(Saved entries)
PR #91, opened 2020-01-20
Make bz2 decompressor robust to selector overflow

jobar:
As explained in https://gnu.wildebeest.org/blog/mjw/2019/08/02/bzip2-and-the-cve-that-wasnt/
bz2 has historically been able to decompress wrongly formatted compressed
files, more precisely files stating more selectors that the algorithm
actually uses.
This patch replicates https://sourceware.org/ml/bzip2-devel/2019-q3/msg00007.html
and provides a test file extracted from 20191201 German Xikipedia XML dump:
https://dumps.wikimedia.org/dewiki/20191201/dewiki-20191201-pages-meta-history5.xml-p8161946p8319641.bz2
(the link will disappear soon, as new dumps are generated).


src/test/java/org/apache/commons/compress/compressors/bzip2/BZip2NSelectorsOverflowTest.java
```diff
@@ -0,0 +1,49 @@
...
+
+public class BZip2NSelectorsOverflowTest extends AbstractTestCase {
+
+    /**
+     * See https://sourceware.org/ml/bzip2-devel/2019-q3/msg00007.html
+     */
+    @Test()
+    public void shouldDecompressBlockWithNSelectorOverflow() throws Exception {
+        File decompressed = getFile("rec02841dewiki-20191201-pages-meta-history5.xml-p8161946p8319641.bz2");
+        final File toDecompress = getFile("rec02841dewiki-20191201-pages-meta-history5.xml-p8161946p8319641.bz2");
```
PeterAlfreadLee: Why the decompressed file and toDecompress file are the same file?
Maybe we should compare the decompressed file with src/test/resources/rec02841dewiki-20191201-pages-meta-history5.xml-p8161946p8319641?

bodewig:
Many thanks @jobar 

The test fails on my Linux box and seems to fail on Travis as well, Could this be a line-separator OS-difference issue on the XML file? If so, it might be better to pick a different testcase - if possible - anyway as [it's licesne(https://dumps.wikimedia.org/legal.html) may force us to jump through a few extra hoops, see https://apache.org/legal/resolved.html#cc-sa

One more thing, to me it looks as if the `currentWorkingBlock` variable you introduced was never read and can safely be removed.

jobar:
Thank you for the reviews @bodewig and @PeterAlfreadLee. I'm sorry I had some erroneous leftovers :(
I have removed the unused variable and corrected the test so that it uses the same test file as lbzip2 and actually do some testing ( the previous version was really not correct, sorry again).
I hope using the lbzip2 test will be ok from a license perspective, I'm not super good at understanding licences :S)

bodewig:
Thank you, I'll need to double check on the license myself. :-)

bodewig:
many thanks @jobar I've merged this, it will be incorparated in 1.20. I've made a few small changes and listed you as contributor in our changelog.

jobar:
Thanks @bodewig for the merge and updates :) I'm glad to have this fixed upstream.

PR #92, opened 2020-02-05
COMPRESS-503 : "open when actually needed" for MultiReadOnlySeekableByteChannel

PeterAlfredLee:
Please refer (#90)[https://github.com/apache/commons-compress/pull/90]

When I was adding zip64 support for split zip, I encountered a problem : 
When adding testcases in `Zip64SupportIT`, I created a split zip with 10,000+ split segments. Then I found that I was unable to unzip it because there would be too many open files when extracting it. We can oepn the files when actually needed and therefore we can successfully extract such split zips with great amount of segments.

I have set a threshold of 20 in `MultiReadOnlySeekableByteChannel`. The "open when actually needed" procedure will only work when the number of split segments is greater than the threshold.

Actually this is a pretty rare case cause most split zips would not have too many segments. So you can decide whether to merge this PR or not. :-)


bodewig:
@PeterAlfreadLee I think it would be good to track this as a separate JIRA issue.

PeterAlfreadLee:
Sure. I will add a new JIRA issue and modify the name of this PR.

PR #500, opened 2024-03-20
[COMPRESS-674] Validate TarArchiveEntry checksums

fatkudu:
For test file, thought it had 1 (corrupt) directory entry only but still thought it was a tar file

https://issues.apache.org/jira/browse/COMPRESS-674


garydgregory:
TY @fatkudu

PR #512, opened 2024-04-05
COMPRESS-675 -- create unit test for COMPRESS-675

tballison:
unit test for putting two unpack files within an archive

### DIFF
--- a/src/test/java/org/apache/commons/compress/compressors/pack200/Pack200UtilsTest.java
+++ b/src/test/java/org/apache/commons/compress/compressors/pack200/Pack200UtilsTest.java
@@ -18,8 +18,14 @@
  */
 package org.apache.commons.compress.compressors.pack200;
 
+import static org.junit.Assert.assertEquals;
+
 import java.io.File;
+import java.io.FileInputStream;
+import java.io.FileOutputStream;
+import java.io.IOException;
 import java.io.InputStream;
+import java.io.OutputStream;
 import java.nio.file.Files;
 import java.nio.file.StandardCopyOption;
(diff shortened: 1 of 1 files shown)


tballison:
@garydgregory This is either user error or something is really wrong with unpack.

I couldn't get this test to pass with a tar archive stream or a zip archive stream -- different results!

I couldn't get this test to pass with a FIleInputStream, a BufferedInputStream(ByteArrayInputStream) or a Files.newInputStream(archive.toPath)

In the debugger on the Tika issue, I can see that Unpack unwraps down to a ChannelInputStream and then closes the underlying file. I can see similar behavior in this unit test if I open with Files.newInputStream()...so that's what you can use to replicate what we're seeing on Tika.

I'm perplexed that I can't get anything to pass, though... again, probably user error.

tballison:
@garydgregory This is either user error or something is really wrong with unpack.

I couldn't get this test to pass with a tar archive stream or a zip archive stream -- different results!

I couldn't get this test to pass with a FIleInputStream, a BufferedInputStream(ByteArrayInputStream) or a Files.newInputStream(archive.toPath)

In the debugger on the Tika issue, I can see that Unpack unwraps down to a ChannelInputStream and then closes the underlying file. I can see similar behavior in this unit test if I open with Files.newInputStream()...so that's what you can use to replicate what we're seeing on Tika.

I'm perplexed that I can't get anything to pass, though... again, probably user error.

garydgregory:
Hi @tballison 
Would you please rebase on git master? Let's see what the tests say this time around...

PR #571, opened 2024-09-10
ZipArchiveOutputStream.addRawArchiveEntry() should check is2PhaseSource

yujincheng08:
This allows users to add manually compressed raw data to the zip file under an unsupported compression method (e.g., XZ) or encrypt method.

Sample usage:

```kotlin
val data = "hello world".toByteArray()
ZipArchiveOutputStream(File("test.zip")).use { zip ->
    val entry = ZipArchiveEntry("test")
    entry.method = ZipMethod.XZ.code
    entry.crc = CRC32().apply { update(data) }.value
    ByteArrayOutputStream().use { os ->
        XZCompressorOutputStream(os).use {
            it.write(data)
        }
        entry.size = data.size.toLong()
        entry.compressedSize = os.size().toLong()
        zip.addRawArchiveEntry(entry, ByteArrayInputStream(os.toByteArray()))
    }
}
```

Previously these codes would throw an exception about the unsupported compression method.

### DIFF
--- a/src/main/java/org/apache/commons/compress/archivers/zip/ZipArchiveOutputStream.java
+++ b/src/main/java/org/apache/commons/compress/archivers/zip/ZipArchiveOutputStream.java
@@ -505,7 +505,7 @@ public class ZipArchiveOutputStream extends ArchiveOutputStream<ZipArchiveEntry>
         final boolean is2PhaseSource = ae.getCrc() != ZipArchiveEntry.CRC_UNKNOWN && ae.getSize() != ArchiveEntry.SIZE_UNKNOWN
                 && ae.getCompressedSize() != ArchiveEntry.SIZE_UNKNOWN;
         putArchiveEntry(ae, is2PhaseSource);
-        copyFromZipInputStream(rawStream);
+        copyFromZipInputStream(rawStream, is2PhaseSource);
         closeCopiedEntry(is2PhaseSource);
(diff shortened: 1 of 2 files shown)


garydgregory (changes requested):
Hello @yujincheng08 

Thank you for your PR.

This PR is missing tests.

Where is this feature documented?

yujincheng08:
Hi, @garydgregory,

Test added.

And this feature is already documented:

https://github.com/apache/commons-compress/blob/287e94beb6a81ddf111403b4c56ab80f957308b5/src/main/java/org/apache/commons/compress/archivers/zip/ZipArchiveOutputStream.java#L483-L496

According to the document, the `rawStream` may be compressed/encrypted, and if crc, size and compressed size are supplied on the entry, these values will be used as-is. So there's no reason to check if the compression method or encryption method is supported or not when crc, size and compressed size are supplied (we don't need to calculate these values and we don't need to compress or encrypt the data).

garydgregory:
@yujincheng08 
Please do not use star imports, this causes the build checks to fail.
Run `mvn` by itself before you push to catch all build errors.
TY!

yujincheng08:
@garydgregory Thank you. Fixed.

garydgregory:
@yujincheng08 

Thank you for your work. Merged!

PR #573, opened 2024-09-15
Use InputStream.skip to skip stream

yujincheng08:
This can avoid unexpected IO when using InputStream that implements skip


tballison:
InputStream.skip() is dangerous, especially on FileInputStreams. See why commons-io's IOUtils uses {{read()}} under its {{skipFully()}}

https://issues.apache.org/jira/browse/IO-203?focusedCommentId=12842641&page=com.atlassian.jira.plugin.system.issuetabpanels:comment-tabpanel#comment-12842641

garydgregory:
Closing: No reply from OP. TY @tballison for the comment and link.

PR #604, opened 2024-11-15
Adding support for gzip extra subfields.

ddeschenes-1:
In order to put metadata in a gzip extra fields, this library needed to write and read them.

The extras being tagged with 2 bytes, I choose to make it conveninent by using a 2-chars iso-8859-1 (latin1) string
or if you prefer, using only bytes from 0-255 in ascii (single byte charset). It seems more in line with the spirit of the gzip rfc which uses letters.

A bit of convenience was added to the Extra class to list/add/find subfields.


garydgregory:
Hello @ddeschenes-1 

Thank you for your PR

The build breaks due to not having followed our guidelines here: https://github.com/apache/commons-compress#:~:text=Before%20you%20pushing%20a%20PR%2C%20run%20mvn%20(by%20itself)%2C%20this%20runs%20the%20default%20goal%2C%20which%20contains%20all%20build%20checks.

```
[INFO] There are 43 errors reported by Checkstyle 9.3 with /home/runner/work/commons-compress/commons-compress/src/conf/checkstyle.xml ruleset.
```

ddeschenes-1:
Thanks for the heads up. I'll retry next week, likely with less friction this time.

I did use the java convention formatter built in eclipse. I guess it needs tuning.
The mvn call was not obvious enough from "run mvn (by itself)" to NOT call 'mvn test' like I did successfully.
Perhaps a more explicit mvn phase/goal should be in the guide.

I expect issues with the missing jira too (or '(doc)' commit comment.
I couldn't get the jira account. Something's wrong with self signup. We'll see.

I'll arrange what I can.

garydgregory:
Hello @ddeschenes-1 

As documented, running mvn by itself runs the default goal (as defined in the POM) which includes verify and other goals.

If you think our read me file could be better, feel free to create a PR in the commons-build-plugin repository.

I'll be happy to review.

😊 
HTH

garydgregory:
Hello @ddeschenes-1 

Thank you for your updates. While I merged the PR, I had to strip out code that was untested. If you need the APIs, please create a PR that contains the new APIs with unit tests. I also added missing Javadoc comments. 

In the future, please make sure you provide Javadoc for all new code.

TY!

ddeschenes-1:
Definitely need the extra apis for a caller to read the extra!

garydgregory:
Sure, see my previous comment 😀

- **What you are asked to do**
Among the records above, find each line containing the string "errors" and copy it.

- **Result below**
Run `mvn` by itself before you push to catch all build errors.
[INFO] There are 43 errors reported by Checkstyle 9.3 with /home/runner/work/commons-compress/commons-compress/src/conf/checkstyle.xml ruleset.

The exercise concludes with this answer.